The Product Rule is a fundamental technique used in calculus to find the derivative of a product of two functions. If you have two functions, say \( u(t) \) and \( v(t) \), and you want to find the derivative of their product \( P(t) = u(t) v(t) \), you apply the product rule. The rule is articulated as:

• \[ P'(t) = u'(t) v(t) + u(t) v'(t) \]

This means you take the derivative of the first function \( u(t) \), multiply it by the second function \( v(t) \), and add it to the product of the first function with the derivative of the second. For example, if \( P(t) = t^2 e^t \), you break it down as \( u(t) = t^2 \) and \( v(t) = e^t \). Then \( u'(t) = 2t \) and \( v'(t) = e^t \), giving the derivative \( P'(t) = 2t e^t + t^2 e^t = t(t+2)e^t \). This versatility makes it highly useful for complex expressions where functions are multiplied.

The Chain Rule is a crucial differentiation technique used when dealing with composite functions. If a function \( y = f(g(t)) \) is made up of two functions, such that \( y \) is a function of \( g(t) \) and \( g(t) \) is a function of \( t \), then the derivative \( y' \) with respect to \( t \) is found using:

• \[ y' = f'(g(t)) \,\ g'(t) \]

Simply put, you differentiate the outer function \( f \) with respect to \( g(t) \), leaving \( g(t) \) as it is, and then multiply by the derivative of the inner function \( g(t) \). Consider \( P(t) = \sqrt{t} e^{\sqrt{t}} \). We let the inner function \( u(t) = \sqrt{t} \) and the outer function \( v(t) = e^{u(t)} \). Here, the chain rule finds its role in differentiating \( e^{\sqrt{t}} \), resulting in the product rule application \( P'(t) = \frac{1}{2\sqrt{t}}e^{\sqrt{t}} + \sqrt{t} \cdot e^{\sqrt{t}} \cdot \frac{1}{2\sqrt{t}} = e^{\sqrt{t}}(\frac{1}{2\sqrt{t}} + \frac{1}{2}) \).

The Quotient Rule aids in finding the derivative of a quotient of two functions. Given functions \( u(t) \) over \( v(t) \), the rule determines the derivative of the quotient \( P(t) = \frac{u(t)}{v(t)} \). The quotient rule is given by:

• \[ P'(t) = \frac{u'(t) v(t) - u(t) v'(t)}{[v(t)]^2} \]

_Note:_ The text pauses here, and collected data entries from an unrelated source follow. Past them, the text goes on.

PR #751, opened 2018-06-01
Specify identity encoding for range requests. Fixes #747.

### LINKED ISSUE #747: Some servers seem to expect 'Accept-Encoding : identity' to serve Range requests
As part of https://bugs.webkit.org/show_bug.cgi?id=184447, it seems  https://test.shhnjk.com/media_test.html server is requiring 'Accept-Encoding : identity' to be in a request to serve range responses.
That might create some issues with multimedia loads intercepted by service workers.

jakearchibald:


jakearchibald:
Tests: https://github.com/web-platform-tests/wpt/pull/11291

jakearchibald:
This is different to what browser appear to implement. Chrome and Safari appear to special-case media, and they add the `Accept-Encoding` header before the service worker (although Safari then filters it before the service worker).

This PR adds `Accept-Encoding: identity` for all requests with a `Range` header, regardless of source, and adds the header after the service worker (where `Accept-Encoding` is usually added).

youennf:
The PR looks good to me.

I wonder what is the fetch spec policy regarding external links like https://jakearchibald.github.io/accept-encoding-range-test/.
It does not seem to work in Safari for instance and my locally installed Chrome bails out because of TransformStream not being present.
Maybe a snapshot of the results could be hosted somewhere (whatwg owned maybe) and would link to that particular URL for fresher results. 

> This PR adds Accept-Encoding: identity for all requests with a Range header, regardless of source, and adds the header after the service worker (where Accept-Encoding is usually added).

That makes sense to me. This is simple to implement, will simplify range requests authoring, including when intercepted by service workers. There seems to be no justification for making Accept-Encoding a special privileged header at the moment.

jakearchibald:
@youennf 

> It does not seem to work in Safari for instance and my locally installed Chrome bails out because of TransformStream not being present.

I reckon I can make it work in the latest versions of Safari, Chrome, Firefox, & Edge. The TransformStream stuff is just a performance enhancement, and mostly just me using an excuse to play.

> could be hosted somewhere (whatwg owned maybe)

I've got no problem with moving it. @annevk, any preferences?

fetch.bs
```diff
@@ -3651,6 +3651,16 @@ Range Requests</cite>. [[HTTP-RANGE]] However, this is not widely supported by b
...
     </ol>
 
+   <li>
+    <p>If <var>httpRequest</var>'s <a for=request>header list</a> <a for="header list">contains</a>
+    `<code>Range</code>`, then <a for="header list">append</a>
+    `<code>Accept-Encoding</code>`/`<code>identity</code>` to <var>httpRequest</var>'s
+    <a for=request>header list</a>.
+
+    <p class="note no-backref">
+    <a href="https://jakearchibald.github.io/accept-encoding-range-test/">Many servers</a>
```
annevk: You cannot have a newline before `<a` here. We only allow whitespace at the end of paragraphs.

fetch.bs
```diff
@@ -3661,7 +3671,7 @@ Range Requests</cite>. [[HTTP-RANGE]] However, this is not widely supported by b
     `<code>Connection</code>`,
     `<code>DNT</code>`, and
     `<code>Host</code>`,
-    are to be <a for="header list">appended</a> if necessary.
+    are to be <a for="header list">appended</a> if necessary, unless already specified.
```
annevk: This should be part of the normative requirement, no?

> Modify httpRequest's header list per HTTP, except for headers already appended prior to this step.

jakearchibald:
@annevk I've tried to make the test normative, although it's a bit clunky.

fetch.bs
```diff
@@ -3652,8 +3652,20 @@ Range Requests</cite>. [[HTTP-RANGE]] However, this is not widely supported by b
...
    <li>
-    <p>Modify <var>httpRequest</var>'s
-    <a for=request>header list</a> per HTTP.
+    <p>If <var>httpRequest</var>'s <a for=request>header list</a> <a for="header list">contains</a>
+    `<code>Range</code>`, then <a for="header list">append</a>
+    `<code>Accept-Encoding</code>`/`<code>identity</code>` to <var>httpRequest</var>'s
+    <a for=request>header list</a>.
+
+    <p class="note no-backref"><a href="https://jakearchibald.github.io/accept-encoding-range-test/">Many
+    servers</a> mistakenly ignore `<code>Range</code>` headers if a non-identity encoding is
```
annevk: No newline here. Only HTML allows newlines in inlines. I can fix this up for you before landing though.

jakearchibald: Ah, I thought the fetch rule was only for references. Fixed.

jakearchibald:
Chrome: https://bugs.chromium.org/p/chromium/issues/detail?id=849952
WebKit: https://bugs.webkit.org/show_bug.cgi?id=186335 (@youennf I couldn't find a general 'fetch' component for this to go in, so it may need triaged).
Firefox: https://bugzilla.mozilla.org/show_bug.cgi?id=1467010 (@annevk can you triage? The 'component' drop down seems to only contain irrelevant stuff these days).
Edge: https://developer.microsoft.com/en-us/microsoft-edge/platform/issues/17784386/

This involves taking the derivative of the top function \( u(t) \), multiplying by the bottom function \( v(t) \), and subtracting the product of the top function and derivative of the bottom function. Finally, the result is divided by the square of the bottom function \( v(t) \). For example, for \( P(t) = \frac{t}{1+t^2} \), identifying \( u(t) = t \) and \( v(t) = 1 + t^2 \), you apply the rule to find \( P'(t) = \frac{(1)(1+t^2) - (t)(2t)}{(1+t^2)^2} = \frac{1-t^2}{(1+t^2)^2} \). This formula is essential when functions appear in fractions.

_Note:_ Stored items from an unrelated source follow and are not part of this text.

Issue #565, opened 2017-07-13
WebSocket: "HTTP authentication will not function" is not correct


ricea:
https://fetch.spec.whatwg.org/commit-snapshots/f3bb21991abdd335175fcc5d26a0d0b7b380d4fe/#websocket-opening-handshake

> HTTP authentication will not function

Actually HTTP authentication functions with WebSockets in Chrome, Firefox, IE, and Edge. It doesn't work in Safari, but that's a bug: https://bugs.webkit.org/show_bug.cgi?id=80362

Firefox will also give you a password prompt if it gets a 401 response on a WebSocket. Chrome and Edge will only use cached credentials. In Chrome's case, this is the policy for all subresources, rather than being a WebSocket-specific restriction.

annevk:
Filed https://bugzilla.mozilla.org/show_bug.cgi?id=1380973 to remove the prompting in Firefox.

annevk:
@ricea do you wait for a challenge or just send credentials if you have them?

annevk:
Also, are there tests for this?

ricea:
As far as I know, Chrome always sends credentials in the initial request if it has them, but from the limited testing I've done it appears that Firefox doesn't. In Chrome we share the logic with ordinary HTTP.

There don't appear to be any web-platform-tests testing this. We have Chrome-specific tests, but not of a sort that could be straightforwardly ported.

ricea:
I can't actually find any normative text that prohibits HTTP authentication. I will create a PR to remove the text that says it doesn't.

ricea:
Simple wpt at https://github.com/web-platform-tests/wpt/pull/11433.

dveditz:
> As far as I know, Chrome always sends credentials in the initial request if it has them, 

Without the 401 that could in theory be sending auth for the wrong realm.

ricea:
@dveditz wrote:
> Without the 401 that could in theory be sending auth for the wrong realm.

Thanks for the clarification! If I catch Chrome doing the wrong thing I will file a bug.

PR #761, opened 2018-06-08
Stop saying WebSocket auth is disallowed

ricea:
Remove the warning that HTTP authentication is prohibited for
WebSockets.

See #565 for background.

***
<a href="https://whatpr.org/fetch/761.html" title="Last updated on Jun 15, 2018, 2:21 PM GMT (21e683d)">Preview</a> | <a href="https://whatpr.org/fetch/761/2f3d04d...21e683d.html" title="Last updated on Jun 15, 2018, 2:21 PM GMT (21e683d)">Diff</a>

### DIFF
--- a/fetch.bs
+++ b/fetch.bs
@@ -6301,12 +6301,11 @@ therefore not shareable, a WebSocket connection is very close to identical to an
 <p><dfn>Fail the WebSocket connection</dfn> and <dfn>the WebSocket connection is established</dfn>
 are defined by The WebSocket Protocol. [[!WSP]]
 
-<p class=warning>The reason redirects are not followed, HTTP authentication will not function, and
-this handshake is generally restricted is because that could introduce serious security problems in
-a web browser context. For example, consider a host with a WebSocket server at one path and an open
-HTTP redirector at another. Suddenly, any script that can be given a particular WebSocket URL can be
-tricked into communicating to (and potentially sharing secrets with) any host on the internet, even
-if the script checks that the URL has the right hostname.
+<p class=warning>The reason redirects are not followed is because it could introduce serious
+security problems in a web browser context. For example, consider a host with a WebSocket server at
+one path and an open HTTP redirector at another. Suddenly, any script that can be given a particular
+WebSocket URL can be tricked into communicating to (and potentially sharing secrets with) any host
+on the internet, even if the script checks that the URL has the right hostname.
 <!-- https://www.ietf.org/mail-archive/web/hybi/current/msg06951.html -->
 
 
--- a/fetch.bs
+++ b/fetch.bs
@@ -6301,11 +6301,12 @@ therefore not shareable, a WebSocket connection is very close to identical to an
 <p><dfn>Fail the WebSocket connection</dfn> and <dfn>the WebSocket connection is established</dfn>
 are defined by The WebSocket Protocol. [[!WSP]]
 
-<p class=warning>The reason redirects are not followed is because it could introduce serious
-security problems in a web browser context. For example, consider a host with a WebSocket server at
-one path and an open HTTP redirector at another. Suddenly, any script that can be given a particular
-WebSocket URL can be tricked into communicating to (and potentially sharing secrets with) any host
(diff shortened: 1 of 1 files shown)


fetch.bs
```diff
@@ -6301,12 +6301,11 @@ therefore not shareable, a WebSocket connection is very close to identical to an
 <p><dfn>Fail the WebSocket connection</dfn> and <dfn>the WebSocket connection is established</dfn>
 are defined by The WebSocket Protocol. [[!WSP]]
 
-<p class=warning>The reason redirects are not followed, HTTP authentication will not function, and
-this handshake is generally restricted is because that could introduce serious security problems in
```
annevk: It seems keeping "handshake is generally restricted" would be good. We should probably define how HTTP authentication is supposed to work though. I.e., only works if there's an authentication entry.

ricea: I took out the "generally restricted" part because I couldn't describe the nature of the restriction.

In Chrome's implementation we're pretty restrictive: we error on anything other than 101, 401 or 407 response, and UI is not shown for authentication or TLS failures. Do you think there's a way we could codify some or all of these restrictions in the standard?

annevk: Doesn't it codify those restrictions already? This is just warning you about why you should follow them.

ricea: > Doesn't it codify those restrictions already? 

I'm planning to write up my analysis of what I think the existing specified restrictions are, but I'm buried in a pile of other stuff. Sorry for the delay.

ricea: Okay, I've done my analysis of the restrictions. It does match pretty closely to Chrome's implementation.I will add back the "generally restricted" text. The 401 behaviour described by the standard is odd, but maybe we should discuss that elsewhere.

--

> Let request be a new [request](https://fetch.spec.whatwg.org/#concept-request), whose [url](https://fetch.spec.whatwg.org/#concept-request-url) is requestURL, [client](https://fetch.spec.whatwg.org/#concept-request-client) is client, [service-workers mode](https://fetch.spec.whatwg.org/#request-service-workers-mode) is "none", [referrer](https://fetch.spec.whatwg.org/#concept-request-referrer) is "no-referrer", [synchronous flag](https://fetch.spec.whatwg.org/#synchronous-flag) is set, [mode](https://fetch.spec.whatwg.org/#concept-request-mode) is "websocket", [credentials mode](https://fetch.spec.whatwg.org/#concept-request-credentials-mode) is "include", [cache mode](https://fetch.spec.whatwg.org/#concept-request-cache-mode) is "no-store", and [redirect mode](https://fetch.spec.whatwg.org/#concept-request-redirect-mode) is "error".

[service-workers mode](https://fetch.spec.whatwg.org/#request-service-workers-mode) is "none" -- No service workers will get events for this fetch.

 [referrer](https://fetch.spec.whatwg.org/#concept-request-referrer) is "no-referrer", -- No "Referer:" header is sent in the request

 [mode](https://fetch.spec.whatwg.org/#concept-request-mode) is "websocket" -- No preflight. "Origin:" header is included. "Obtaining a WebSocket connection" is used.

[credentials mode](https://fetch.spec.whatwg.org/#concept-request-credentials-mode) is "include" -- cookies are sent. Authorization header is set if known to be needed. On 401 response we maybe prompt for credentials? Or not, because "request's [window](https://fetch.spec.whatwg.org/#concept-request-window) is an [environment settings object](https://html.spec.whatwg.org/multipage/webappapis.html#environment-settings-object)," is not true?

[cache mode](https://fetch.spec.whatwg.org/#concept-request-cache-mode) is "no-store", adding "Pragma: no-cache", and "Cache-Control: no-cache" to header list.

> If response is a [network error](https://fetch.spec.whatwg.org/#concept-network-error) or its [status](https://fetch.spec.whatwg.org/#concept-response-status) is not 101, [fail the WebSocket connection](https://fetch.spec.whatwg.org/#fail-the-websocket-connection).

Effectively bans any status except for 401, 407 and 101.

annevk: Thanks, filed #766 as a follow-up.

Logarithmic Differentiation is a clever technique used for complex functions, especially useful when the function involves products or quotients raised to variable powers. The process involves taking the natural logarithm on both sides of the function \( y = f(x) \), differentiating, and then solving for \( y' \). This method reduces the complexity significantly by transforming multiplicative processes into additive ones via the logarithm.For instance, in solving \( P(t) = t \ln t - t \), we use the usual rules of differentiation without requiring a full application of logarithmic differentiation. By recognizing the form allows direct application of properties where necessary, you efficiently find \( P'(t) = \ln t + 1 - 1 = \ln t \). In more complex cases, taking the logarithm first can simplify handling variable exponents, particularly when multiple functions are intertwined.